File Descriptor Limits
Hit them; fix.
Overview
File descriptor limits recognise that Linux processes have FD limits that affect real workloads. The default 1024 is sized for desktop circa 2010; production server workloads need explicit, matched limits to avoid mysterious connection failures.
- Hit them then fix. Per-process FD limit; the failure mode is "too many open files" at exactly the wrong moment.
- Per-process limit.
ulimit -n; the per-process FD ceiling; default 1024 is rarely enough. - Per-systemd LimitNOFILE. Per-service unit-file limit; the modern Linux pattern; the systemd unit is the source of truth.
- Per-container plus connection-heavy workloads. Per-container runtime limit for K8s; web servers and databases routinely need 100k+ FDs.
The approach
The practical approach: per-service LimitNOFILE in systemd, per-container limit in K8s, monitor FD usage as a first-class metric, generous limits for connection-heavy workloads, documented per-service rationale. The team’s discipline produces predictable processes.
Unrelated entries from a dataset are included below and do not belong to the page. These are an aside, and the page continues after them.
PR #5981, opened 2021-11-01
Use index_t for faster address calculation

okuta:
Use `index_t` to calculate the address difference.
NVRTC generate faster code when `_use_32bit_indexing` is `True`


toslunar (approved):
LGTM

toslunar:
pfnCI, test this please.

PR #5994, opened 2021-11-04
Update upgrade guide for v10

### LINKED ISSUE #5818: Summarize `no-compat` PRs in v10 and update upgrade guide

takagi:
Close #5818.

### DIFF
--- a/docs/source/upgrade.rst
+++ b/docs/source/upgrade.rst
@@ -112,7 +112,7 @@ A new module :mod:`cupyx.profiler` is added to host all profiling related APIs i
 
 The old routines are deprecated.
 
-:func:`cupy.ndarray.__pos__` behaves samely as :func:`cupy.positive` instead of returning ``self``.
+:func:`cupy.ndarray.__pos__` now returns the copy (samely as :func:`cupy.positive`) instead of returning ``self``.
 
 Deprecated APIs may be removed in the future CuPy releases.
 
--- a/docs/source/upgrade.rst
+++ b/docs/source/upgrade.rst
@@ -28,8 +28,24 @@ Dropping NumPy 1.17 Support
 
 NumPy 1.17 is no longer supported.
 
-Changes in :class:`cupy.cuda.Stream` and :class:`cupy.cuda.Device` Behavior
----------------------------------------------------------------------------
+Change in :class:`cupy.cuda.Device` Behavior
+--------------------------------------------
+
+Current device set via ``use()`` will not be restored when exiting ``with`` block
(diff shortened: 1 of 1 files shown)


docs/source/upgrade.rst
```diff
@@ -13,18 +13,23 @@ Dropping CUDA 9.2 / 10.0 / 10.1 Support
...
 ---------------------------
 
 Python 3.6 is no longer supported.
 
-Changes in :class:`cupy.cuda.Stream` Behavior
----------------------------------------------
+Dropping NumPy 1.17 Support
+---------------------------
+
+NumPy 1.17 is not longer supported.
```
kmaehashi, line 29:
```suggestion
NumPy 1.17 is no longer supported.
```

docs/source/upgrade.rst
```diff
@@ -13,18 +13,23 @@ Dropping CUDA 9.2 / 10.0 / 10.1 Support
...
+
+Changes in :class:`cupy.cuda.Stream` and :class:`cupy.cuda.Device` Behavior
```
kmaehashi, line 31: Could you split the Device and Stream section?
Device things are more important for users (compared to Stream things) so I don't want to mix them.

```suggestion
Changes in :class:`cupy.cuda.Device` and :class:`cupy.cuda.Stream` Behavior
```

docs/source/upgrade.rst
```diff
@@ -91,8 +109,16 @@ A new module :mod:`cupyx.profiler` is added to host all profiling related APIs i
 
 The old routines are deprecated.
 
+:func:`cupy.cuda.Device.use` now returns ``self`` to get aligned with :func:`cupy.cuda.Stream.use()`.
```
kmaehashi, line 112: I think non-breaking changes need not be covered here. (otherwise, we have to cover most of the changes 😄 )

docs/source/upgrade.rst
```diff
@@ -91,8 +109,16 @@ A new module :mod:`cupyx.profiler` is added to host all profiling related APIs i
...
+
+:func:`cupy.ndarray.__pos__` behaves samely as :func:`cupy.positive` instead of returning ``self``.
```
kmaehashi, line 114:
```suggestion
:func:`cupy.ndarray.__pos__` now returns the copy (samely as :func:`cupy.positive`) instead of returning ``self``.
```

kmaehashi (changes requested):
Thanks!

docs/source/upgrade.rst
takagi: Okay! I didn't think well that the change does not affect users' existing codes...

takagi:
PTAL!

kmaehashi (approved):
Thanks!

kmaehashi:
Will merge after pre-review and RTD pass.

PR #5997, opened 2021-11-04
Support CUDA 11.5 on documents

takagi:


kmaehashi:
Confirmed rendered correctly on RTD.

- Per-service LimitNOFILE. Per-service systemd unit setting; the source of truth for the FD limit.
- Per-container limit. Per-container runtime limit in K8s; sets the container-level ceiling.
- Monitor FD usage. Per-process FD count; the metric that warns before "too many open files."
- Generous limits. 100k+ for web servers; the cost is zero, the protection is real.
- Document the limit. Per-service rationale committed to the repo; supports operational reviews.
Why this compounds
FD discipline compounds across services. Each correctly-set limit prevents incidents; the team’s Linux expertise grows; new services ship with appropriate limits.
- Better resilience. Right limit avoids exhaustion; the service does not fail under expected load.
- Better operational fit. Right limit matches workload; the connection-heavy service has the FDs it needs.
- Better incident response. FD usage monitoring catches issues; the alert fires before user-visible failure.
- Institutional knowledge. Each limit teaches Linux; the team’s runtime engineering muscle grows.
FD discipline is an operational discipline that pays off across years. Nova AI Ops integrates with system telemetry, surfaces patterns, and supports the team’s runtime discipline.